(Collected data entries)
________________________________________
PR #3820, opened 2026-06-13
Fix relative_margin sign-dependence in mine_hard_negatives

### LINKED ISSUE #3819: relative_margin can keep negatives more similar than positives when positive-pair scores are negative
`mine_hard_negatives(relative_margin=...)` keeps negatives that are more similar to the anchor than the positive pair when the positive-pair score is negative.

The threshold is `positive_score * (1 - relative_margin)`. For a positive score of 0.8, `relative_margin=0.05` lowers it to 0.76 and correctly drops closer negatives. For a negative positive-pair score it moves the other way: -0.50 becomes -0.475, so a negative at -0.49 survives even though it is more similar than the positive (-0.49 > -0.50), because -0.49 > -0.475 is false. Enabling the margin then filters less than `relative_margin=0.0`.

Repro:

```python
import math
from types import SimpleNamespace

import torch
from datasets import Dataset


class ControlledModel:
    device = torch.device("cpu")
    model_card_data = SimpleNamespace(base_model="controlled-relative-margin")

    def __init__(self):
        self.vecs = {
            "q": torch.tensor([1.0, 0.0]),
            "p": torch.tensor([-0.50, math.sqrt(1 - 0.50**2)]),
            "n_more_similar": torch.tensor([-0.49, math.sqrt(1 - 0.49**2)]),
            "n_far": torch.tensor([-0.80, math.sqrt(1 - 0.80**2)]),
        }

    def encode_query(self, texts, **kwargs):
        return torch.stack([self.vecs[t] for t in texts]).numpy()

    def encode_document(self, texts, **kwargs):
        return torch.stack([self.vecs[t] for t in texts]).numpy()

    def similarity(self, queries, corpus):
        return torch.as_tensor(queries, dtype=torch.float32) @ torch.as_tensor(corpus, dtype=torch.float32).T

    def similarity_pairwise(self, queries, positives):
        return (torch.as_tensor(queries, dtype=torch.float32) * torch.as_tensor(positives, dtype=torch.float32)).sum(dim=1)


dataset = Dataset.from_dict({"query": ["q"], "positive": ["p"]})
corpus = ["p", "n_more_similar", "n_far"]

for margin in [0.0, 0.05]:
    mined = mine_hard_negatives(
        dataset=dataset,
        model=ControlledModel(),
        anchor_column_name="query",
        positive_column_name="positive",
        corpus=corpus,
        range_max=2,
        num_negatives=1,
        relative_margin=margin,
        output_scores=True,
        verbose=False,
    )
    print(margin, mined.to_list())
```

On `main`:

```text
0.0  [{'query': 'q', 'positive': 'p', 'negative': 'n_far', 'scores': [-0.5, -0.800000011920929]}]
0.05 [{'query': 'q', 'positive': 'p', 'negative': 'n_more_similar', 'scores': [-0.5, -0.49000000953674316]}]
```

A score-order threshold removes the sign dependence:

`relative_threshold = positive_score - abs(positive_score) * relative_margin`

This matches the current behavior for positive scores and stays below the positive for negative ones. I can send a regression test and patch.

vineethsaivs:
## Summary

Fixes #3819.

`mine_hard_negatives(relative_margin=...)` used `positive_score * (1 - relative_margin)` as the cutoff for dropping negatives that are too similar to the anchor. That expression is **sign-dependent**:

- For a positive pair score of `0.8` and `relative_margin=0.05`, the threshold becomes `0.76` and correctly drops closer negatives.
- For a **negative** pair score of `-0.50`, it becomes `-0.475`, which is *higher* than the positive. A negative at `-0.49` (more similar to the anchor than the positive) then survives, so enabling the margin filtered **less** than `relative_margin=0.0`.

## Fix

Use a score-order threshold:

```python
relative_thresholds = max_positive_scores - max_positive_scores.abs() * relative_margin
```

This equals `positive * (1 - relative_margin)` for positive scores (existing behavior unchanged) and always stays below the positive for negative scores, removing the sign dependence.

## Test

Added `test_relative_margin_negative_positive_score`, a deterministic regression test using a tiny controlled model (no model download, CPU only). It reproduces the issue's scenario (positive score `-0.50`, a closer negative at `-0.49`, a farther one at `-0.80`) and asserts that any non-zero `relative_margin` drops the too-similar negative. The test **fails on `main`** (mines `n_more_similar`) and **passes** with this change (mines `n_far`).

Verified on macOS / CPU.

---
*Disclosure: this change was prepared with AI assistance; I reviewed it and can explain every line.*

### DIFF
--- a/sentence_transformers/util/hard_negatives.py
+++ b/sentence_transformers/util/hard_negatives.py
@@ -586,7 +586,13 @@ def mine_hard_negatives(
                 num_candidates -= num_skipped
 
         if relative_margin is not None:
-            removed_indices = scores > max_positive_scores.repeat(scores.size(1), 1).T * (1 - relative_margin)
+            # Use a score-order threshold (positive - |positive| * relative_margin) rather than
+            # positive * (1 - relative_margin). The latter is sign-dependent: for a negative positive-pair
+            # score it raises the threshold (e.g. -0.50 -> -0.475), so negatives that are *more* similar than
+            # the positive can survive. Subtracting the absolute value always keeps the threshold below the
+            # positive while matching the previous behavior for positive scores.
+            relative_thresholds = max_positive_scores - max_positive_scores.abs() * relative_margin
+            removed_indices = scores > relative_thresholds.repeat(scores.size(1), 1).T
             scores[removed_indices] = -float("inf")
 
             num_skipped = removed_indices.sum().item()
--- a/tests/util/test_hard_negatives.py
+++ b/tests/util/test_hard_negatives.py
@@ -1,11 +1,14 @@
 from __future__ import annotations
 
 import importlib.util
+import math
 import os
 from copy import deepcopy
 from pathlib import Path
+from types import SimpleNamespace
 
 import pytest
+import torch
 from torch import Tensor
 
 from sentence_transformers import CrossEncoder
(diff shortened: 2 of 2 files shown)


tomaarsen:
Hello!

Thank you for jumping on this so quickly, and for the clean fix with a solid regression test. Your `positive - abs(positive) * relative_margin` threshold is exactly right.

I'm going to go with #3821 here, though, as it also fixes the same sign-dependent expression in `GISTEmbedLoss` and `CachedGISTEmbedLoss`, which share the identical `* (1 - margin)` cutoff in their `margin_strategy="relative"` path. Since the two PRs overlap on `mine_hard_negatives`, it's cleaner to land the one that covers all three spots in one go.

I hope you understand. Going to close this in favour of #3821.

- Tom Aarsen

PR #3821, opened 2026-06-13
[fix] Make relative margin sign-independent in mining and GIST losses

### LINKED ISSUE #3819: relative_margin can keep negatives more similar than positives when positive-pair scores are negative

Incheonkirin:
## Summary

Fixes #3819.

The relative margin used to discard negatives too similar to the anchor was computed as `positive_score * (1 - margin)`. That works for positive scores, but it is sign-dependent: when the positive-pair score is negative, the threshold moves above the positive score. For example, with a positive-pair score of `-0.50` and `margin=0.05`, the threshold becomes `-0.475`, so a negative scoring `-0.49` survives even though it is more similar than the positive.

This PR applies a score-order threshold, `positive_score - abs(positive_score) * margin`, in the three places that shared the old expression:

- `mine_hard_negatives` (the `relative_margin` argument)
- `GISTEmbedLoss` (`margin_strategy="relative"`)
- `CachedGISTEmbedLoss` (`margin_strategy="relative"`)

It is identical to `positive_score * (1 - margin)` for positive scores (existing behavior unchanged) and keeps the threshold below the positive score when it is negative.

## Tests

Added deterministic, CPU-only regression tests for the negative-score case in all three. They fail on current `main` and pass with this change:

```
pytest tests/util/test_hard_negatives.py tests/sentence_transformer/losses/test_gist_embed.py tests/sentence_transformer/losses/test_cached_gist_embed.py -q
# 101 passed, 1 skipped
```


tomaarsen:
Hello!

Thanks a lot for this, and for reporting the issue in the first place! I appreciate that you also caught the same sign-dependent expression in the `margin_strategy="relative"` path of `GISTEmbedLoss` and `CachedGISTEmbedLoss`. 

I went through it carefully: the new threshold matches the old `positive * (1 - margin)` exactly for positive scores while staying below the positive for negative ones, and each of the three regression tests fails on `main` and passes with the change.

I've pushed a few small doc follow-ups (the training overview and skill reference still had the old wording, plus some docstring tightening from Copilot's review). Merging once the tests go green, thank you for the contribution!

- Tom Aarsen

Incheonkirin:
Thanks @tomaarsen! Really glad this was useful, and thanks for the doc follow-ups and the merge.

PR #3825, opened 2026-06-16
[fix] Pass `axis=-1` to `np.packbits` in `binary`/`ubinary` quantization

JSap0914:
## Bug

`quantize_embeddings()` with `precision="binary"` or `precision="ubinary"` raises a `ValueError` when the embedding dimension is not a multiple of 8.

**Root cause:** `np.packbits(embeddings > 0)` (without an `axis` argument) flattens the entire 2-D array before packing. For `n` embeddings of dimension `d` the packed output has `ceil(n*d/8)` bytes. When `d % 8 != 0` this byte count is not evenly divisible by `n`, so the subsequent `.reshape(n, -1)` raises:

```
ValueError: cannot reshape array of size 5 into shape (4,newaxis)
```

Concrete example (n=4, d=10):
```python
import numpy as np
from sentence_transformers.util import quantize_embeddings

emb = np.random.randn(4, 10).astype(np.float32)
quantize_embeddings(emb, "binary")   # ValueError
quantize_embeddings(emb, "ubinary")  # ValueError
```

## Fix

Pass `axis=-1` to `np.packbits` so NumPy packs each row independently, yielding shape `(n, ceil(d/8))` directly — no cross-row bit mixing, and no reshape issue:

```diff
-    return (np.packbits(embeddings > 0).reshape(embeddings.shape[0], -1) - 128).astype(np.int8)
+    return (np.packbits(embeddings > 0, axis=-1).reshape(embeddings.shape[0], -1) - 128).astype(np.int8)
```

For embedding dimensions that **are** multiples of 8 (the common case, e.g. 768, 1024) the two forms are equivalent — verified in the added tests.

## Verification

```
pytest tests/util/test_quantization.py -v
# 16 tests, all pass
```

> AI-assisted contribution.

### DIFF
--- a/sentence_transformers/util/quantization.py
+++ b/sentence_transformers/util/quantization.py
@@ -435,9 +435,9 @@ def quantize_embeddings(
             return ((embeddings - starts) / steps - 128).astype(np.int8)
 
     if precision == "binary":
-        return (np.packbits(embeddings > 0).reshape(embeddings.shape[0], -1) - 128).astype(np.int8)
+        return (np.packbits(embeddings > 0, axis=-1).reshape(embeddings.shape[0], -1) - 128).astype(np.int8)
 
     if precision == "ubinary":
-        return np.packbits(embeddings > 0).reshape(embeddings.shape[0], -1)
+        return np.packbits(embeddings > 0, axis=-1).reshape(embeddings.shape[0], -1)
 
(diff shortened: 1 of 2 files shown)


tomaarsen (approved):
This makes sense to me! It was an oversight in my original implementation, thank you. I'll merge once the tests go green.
________________________________________
* **Aim of the task**:
Work out the number of lines in the records containing the word "opened". Write only that number.

* **Result of the task**:
3